=== Exercise material ===
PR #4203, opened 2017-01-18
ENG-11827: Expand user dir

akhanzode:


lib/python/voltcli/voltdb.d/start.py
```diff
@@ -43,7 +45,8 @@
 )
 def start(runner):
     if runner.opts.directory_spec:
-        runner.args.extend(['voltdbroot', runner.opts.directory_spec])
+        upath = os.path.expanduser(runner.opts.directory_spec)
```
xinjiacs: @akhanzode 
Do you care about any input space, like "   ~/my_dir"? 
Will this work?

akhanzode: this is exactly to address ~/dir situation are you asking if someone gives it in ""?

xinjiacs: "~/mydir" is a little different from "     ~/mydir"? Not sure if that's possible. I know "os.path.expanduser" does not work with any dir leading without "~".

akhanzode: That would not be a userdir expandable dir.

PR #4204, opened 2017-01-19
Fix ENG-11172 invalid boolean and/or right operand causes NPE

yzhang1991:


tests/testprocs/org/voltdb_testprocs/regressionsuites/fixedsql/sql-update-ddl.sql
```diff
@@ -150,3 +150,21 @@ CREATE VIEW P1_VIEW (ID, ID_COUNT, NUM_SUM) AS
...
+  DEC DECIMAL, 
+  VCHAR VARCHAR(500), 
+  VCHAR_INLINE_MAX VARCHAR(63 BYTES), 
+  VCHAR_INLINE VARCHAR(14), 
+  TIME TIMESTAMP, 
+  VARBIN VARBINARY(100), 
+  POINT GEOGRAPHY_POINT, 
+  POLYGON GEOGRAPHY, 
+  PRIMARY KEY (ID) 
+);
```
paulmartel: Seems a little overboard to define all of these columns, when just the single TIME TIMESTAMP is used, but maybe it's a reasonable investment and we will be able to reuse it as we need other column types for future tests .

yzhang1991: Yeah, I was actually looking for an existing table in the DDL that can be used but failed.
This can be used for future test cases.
...
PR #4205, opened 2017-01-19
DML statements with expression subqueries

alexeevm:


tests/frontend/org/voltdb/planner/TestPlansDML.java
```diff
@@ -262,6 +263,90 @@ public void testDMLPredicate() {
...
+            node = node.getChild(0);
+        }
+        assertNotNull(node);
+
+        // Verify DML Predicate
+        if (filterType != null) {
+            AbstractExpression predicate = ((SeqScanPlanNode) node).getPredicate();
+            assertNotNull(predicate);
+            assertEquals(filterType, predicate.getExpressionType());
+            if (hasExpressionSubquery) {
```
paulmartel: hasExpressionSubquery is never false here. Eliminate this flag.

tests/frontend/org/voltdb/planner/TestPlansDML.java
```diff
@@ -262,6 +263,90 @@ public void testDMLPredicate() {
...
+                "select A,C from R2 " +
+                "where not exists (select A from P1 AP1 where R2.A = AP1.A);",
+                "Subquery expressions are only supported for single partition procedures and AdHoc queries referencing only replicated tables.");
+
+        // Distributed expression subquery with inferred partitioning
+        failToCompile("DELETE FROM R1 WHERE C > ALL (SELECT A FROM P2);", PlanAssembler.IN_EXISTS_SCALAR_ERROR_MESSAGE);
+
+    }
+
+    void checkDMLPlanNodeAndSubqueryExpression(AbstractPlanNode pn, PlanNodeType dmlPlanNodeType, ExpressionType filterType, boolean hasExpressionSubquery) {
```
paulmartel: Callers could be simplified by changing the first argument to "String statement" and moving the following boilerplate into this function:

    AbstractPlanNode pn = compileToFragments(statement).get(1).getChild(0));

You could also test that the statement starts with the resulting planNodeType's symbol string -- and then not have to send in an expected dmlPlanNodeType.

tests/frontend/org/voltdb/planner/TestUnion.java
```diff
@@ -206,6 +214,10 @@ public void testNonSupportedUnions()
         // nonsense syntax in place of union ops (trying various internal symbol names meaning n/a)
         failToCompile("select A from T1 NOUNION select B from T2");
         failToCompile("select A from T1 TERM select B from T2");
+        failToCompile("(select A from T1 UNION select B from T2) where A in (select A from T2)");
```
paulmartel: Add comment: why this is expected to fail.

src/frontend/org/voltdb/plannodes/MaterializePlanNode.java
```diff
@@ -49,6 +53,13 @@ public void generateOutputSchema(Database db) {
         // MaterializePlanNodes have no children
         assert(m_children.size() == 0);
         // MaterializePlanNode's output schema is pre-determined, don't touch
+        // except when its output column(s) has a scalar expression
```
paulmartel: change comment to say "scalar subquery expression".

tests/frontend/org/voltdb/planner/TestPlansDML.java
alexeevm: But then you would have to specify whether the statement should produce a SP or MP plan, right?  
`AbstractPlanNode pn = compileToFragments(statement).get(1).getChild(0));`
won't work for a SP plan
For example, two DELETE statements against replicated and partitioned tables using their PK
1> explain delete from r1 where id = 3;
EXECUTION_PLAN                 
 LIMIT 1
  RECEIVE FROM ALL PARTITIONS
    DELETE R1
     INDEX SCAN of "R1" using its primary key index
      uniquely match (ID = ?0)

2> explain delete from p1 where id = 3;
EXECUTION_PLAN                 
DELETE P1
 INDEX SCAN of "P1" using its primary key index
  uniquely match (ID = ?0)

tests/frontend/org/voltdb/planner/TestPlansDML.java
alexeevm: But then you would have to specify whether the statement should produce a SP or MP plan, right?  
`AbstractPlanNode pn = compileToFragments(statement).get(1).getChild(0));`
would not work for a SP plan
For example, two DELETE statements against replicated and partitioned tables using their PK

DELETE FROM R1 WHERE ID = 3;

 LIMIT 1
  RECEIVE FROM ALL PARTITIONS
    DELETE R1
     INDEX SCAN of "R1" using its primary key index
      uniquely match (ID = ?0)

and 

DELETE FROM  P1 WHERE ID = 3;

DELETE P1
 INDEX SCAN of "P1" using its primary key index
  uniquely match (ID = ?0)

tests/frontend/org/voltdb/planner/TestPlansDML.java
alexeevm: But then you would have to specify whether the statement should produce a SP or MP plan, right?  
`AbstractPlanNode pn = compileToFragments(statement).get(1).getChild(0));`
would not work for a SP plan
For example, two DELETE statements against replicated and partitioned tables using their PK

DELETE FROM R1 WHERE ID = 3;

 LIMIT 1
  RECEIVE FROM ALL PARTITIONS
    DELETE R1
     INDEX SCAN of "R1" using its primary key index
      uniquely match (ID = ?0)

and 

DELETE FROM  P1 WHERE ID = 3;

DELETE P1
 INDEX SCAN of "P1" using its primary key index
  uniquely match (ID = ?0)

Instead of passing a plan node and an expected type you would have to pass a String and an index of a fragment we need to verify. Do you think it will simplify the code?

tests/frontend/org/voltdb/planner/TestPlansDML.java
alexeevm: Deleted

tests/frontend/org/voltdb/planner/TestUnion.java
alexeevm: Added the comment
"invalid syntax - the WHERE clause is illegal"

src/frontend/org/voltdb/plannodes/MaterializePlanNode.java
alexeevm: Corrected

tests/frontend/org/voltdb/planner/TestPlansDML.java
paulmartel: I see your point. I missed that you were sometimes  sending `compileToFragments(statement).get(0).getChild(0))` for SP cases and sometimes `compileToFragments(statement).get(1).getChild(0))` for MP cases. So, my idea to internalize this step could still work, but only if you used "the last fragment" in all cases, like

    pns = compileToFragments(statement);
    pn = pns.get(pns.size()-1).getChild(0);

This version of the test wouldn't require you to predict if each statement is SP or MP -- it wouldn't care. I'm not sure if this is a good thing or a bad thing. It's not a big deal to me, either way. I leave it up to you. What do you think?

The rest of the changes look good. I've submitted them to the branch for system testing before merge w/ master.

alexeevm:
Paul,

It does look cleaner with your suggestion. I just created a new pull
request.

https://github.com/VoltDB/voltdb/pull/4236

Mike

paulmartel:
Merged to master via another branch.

=== Exercise ===
Retype, in the same exact form, the lines of the material above from the line holding "Instead of passing" through the line holding "pns = compileToFragments(statement);".

=== The answer ===
Instead of passing a plan node and an expected type you would have to pass a String and an index of a fragment we need to verify. Do you think it will simplify the code?

tests/frontend/org/voltdb/planner/TestPlansDML.java
alexeevm: Deleted

tests/frontend/org/voltdb/planner/TestUnion.java
alexeevm: Added the comment
"invalid syntax - the WHERE clause is illegal"

src/frontend/org/voltdb/plannodes/MaterializePlanNode.java
alexeevm: Corrected

tests/frontend/org/voltdb/planner/TestPlansDML.java
paulmartel: I see your point. I missed that you were sometimes  sending `compileToFragments(statement).get(0).getChild(0))` for SP cases and sometimes `compileToFragments(statement).get(1).getChild(0))` for MP cases. So, my idea to internalize this step could still work, but only if you used "the last fragment" in all cases, like

    pns = compileToFragments(statement);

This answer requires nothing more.